**Brief**
Answer with the exact lines of the following material from the one containing "--- a/src/app/pages/sharing/smb/smb-form/smb-form.component.ts" through the one containing "dataset is online", both end lines included.

**** Material for this task ****

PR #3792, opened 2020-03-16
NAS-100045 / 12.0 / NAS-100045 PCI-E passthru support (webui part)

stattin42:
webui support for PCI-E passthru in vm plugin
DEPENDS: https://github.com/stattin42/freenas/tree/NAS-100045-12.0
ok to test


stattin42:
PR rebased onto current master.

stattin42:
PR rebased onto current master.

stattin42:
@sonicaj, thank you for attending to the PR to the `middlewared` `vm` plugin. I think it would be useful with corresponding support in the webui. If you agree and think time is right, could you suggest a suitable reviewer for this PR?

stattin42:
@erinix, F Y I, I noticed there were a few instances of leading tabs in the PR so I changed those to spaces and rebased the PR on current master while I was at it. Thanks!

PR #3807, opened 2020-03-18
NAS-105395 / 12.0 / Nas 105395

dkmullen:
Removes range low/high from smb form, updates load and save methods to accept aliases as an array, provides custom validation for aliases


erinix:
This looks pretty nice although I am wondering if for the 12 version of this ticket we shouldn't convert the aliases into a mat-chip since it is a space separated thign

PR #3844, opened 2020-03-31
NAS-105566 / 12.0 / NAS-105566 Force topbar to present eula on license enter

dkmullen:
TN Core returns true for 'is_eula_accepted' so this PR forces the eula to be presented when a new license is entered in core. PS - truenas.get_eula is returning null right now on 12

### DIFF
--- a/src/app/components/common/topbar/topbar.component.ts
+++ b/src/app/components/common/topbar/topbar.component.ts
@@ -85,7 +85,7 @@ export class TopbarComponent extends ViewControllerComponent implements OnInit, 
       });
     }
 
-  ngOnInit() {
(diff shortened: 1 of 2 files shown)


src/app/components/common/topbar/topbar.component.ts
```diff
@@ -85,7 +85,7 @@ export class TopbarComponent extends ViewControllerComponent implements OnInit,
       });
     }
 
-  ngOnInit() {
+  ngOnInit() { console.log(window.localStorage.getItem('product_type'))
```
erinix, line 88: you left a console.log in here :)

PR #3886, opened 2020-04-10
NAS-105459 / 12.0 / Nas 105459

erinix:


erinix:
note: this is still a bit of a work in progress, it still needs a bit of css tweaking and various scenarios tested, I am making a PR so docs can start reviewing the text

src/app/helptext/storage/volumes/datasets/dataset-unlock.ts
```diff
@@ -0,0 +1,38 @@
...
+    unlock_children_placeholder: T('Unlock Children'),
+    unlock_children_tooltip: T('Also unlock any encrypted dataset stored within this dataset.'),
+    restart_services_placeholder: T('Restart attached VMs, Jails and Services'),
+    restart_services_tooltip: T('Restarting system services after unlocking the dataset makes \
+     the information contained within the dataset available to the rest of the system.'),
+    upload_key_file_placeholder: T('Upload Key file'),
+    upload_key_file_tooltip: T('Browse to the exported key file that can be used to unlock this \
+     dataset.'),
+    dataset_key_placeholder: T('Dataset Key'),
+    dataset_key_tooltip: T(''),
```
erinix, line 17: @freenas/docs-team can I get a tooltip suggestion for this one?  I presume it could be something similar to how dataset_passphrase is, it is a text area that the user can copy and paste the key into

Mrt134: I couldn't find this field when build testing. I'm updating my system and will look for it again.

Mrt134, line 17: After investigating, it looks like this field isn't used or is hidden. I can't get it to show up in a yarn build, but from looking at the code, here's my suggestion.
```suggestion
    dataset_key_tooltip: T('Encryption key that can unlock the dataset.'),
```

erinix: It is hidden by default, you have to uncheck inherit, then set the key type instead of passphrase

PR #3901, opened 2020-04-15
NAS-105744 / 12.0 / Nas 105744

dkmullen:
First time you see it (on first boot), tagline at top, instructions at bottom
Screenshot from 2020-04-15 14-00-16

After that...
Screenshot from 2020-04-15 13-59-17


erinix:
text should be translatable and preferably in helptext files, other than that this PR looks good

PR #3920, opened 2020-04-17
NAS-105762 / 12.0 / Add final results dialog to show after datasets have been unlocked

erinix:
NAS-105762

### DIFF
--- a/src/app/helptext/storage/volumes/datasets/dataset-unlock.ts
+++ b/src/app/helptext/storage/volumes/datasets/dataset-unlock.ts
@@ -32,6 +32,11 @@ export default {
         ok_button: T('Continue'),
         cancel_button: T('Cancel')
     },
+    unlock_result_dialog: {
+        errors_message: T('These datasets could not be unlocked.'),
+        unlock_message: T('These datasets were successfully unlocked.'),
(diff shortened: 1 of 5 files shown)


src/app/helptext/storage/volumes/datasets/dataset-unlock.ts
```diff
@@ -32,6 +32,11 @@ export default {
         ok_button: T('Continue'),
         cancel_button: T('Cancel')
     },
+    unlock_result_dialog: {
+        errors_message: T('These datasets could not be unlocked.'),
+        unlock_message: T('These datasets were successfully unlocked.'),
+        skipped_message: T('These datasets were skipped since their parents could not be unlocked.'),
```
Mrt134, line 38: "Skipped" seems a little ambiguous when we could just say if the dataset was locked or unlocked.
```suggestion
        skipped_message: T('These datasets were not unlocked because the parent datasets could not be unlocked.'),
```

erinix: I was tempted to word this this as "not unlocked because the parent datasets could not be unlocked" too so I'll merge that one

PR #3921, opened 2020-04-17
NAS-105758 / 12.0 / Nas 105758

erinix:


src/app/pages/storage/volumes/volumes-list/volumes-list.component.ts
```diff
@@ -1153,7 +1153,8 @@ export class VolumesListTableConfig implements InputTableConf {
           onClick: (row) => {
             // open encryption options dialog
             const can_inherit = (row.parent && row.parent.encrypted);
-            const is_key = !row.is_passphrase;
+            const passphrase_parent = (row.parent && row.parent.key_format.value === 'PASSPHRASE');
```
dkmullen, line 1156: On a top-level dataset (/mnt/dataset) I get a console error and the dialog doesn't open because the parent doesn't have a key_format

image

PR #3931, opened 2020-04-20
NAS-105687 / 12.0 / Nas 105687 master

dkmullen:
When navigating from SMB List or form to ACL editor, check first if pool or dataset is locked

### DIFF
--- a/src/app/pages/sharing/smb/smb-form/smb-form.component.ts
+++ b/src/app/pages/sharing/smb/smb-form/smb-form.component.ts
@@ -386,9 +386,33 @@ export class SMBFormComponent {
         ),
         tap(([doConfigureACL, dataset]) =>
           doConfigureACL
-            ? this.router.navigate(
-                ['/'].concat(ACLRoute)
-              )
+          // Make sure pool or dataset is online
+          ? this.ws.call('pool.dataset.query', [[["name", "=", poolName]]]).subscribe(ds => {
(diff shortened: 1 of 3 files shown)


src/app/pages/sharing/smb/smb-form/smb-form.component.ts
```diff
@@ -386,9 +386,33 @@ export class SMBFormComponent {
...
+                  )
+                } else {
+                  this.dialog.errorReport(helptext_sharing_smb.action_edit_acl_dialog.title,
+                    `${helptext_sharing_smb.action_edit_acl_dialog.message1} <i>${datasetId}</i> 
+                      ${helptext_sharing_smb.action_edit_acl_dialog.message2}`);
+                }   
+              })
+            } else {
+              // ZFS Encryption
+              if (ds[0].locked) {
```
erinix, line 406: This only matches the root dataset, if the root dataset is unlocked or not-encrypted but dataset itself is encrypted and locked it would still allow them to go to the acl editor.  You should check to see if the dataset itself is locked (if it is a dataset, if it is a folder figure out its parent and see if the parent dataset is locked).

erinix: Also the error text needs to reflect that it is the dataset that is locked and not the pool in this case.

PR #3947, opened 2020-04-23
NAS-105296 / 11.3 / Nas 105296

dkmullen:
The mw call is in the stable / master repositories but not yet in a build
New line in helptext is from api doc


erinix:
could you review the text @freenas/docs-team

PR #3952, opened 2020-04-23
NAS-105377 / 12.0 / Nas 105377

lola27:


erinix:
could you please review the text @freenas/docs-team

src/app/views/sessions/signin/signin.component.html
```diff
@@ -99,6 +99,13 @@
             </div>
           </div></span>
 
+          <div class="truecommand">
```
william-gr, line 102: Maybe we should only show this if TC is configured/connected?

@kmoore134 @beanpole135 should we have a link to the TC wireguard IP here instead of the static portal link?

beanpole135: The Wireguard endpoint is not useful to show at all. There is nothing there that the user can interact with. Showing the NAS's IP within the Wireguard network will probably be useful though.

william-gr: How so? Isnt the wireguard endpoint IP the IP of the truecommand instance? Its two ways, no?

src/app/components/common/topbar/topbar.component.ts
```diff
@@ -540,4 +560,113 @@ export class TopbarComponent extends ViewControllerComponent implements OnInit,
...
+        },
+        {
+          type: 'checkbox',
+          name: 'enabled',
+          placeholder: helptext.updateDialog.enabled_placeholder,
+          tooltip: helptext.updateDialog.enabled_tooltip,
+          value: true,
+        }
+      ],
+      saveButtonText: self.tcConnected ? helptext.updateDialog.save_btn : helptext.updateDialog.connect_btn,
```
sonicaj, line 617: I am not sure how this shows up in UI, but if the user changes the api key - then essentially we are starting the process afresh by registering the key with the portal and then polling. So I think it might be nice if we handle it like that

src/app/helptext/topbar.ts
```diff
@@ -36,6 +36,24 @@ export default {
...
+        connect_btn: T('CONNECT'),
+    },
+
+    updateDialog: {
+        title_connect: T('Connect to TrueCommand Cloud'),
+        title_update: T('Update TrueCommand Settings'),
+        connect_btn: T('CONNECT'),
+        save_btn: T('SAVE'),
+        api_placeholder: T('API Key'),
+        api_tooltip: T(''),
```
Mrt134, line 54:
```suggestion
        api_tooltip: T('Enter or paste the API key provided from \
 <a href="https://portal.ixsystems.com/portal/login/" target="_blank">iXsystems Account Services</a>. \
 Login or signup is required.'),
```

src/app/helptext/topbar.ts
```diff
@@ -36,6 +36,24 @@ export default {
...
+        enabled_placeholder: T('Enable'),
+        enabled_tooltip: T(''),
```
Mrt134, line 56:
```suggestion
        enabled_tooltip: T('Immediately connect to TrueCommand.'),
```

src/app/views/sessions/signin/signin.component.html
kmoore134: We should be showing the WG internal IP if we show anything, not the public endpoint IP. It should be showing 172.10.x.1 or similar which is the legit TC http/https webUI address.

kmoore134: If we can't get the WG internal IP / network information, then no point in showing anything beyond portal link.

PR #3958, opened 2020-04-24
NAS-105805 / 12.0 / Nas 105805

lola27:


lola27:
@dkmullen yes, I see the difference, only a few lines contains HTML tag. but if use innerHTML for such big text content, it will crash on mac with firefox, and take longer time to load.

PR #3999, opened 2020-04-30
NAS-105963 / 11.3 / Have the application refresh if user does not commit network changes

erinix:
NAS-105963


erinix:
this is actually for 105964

****

**Reply to the exercise**
--- a/src/app/pages/sharing/smb/smb-form/smb-form.component.ts
+++ b/src/app/pages/sharing/smb/smb-form/smb-form.component.ts
@@ -386,9 +386,33 @@ export class SMBFormComponent {
         ),
         tap(([doConfigureACL, dataset]) =>
           doConfigureACL
-            ? this.router.navigate(
-                ['/'].concat(ACLRoute)
-              )
+          // Make sure pool or dataset is online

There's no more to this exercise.